#### [Activity]
Please repeat each line of the data exactly, with nothing left out.

#### [Excerpted records]
PR #2045, opened 2025-10-30
Add unit tests for x86 call instructions

hainest:
This is a very limited subset of the possible 'call' instructions and mainly serves as a means of getting the decoder unit test framework into Dyninst.

@wxrdnx @rochauha Is this framework suitable for your testing needs?

### DIFF
--- a/tests/integration/InstructionAPI/decoder/memory_tests.h
+++ b/tests/integration/InstructionAPI/decoder/memory_tests.h
@@ -33,7 +33,6 @@
 
 #include "Instruction.h"
 #include "register_tests.h"
-#include "registers/register_set.h"
 
 namespace Dyninst { namespace InstructionAPI {
 


common/h/registers/register_set.h
```diff
@@ -0,0 +1,154 @@
...
+    bool is_empty() const {
+      return regs.empty();
+    }
+
+    // Union (in-place)
+    void operator|=(register_set const& rhs) {
+      for(auto r : rhs) {
+        regs.insert(r);
+      }
+    }
```
kupsch: The standard signature for compound assignment operators would be to return the type `T&` instead of `void` (here and the others below):
 ```suggestion
    register_set& operator|=(register_set const& rhs) {
      for(auto r : rhs) {
        regs.insert(r);
      }
      return *this;
    }
```

kupsch (approved):
Probably best to change the compound assignment return type, otherwise looks good.

common/h/registers/register_set.h
hainest: Yeah, that's true. I never think about using the result, but it is what the STL types do. Updated.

#### [Answer]
PR #2045, opened 2025-10-30
Add unit tests for x86 call instructions

hainest:
This is a very limited subset of the possible 'call' instructions and mainly serves as a means of getting the decoder unit test framework into Dyninst.

@wxrdnx @rochauha Is this framework suitable for your testing needs?

### DIFF
--- a/tests/integration/InstructionAPI/decoder/memory_tests.h
+++ b/tests/integration/InstructionAPI/decoder/memory_tests.h
@@ -33,7 +33,6 @@
 
 #include "Instruction.h"
 #include "register_tests.h"
-#include "registers/register_set.h"
 
 namespace Dyninst { namespace InstructionAPI {
 


common/h/registers/register_set.h
```diff
@@ -0,0 +1,154 @@
...
+    bool is_empty() const {
+      return regs.empty();
+    }
+
+    // Union (in-place)
+    void operator|=(register_set const& rhs) {
+      for(auto r : rhs) {
+        regs.insert(r);
+      }
+    }
```
kupsch: The standard signature for compound assignment operators would be to return the type `T&` instead of `void` (here and the others below):
 ```suggestion
    register_set& operator|=(register_set const& rhs) {
      for(auto r : rhs) {
        regs.insert(r);
      }
      return *this;
    }
```

kupsch (approved):
Probably best to change the compound assignment return type, otherwise looks good.

common/h/registers/register_set.h
hainest: Yeah, that's true. I never think about using the result, but it is what the STL types do. Updated.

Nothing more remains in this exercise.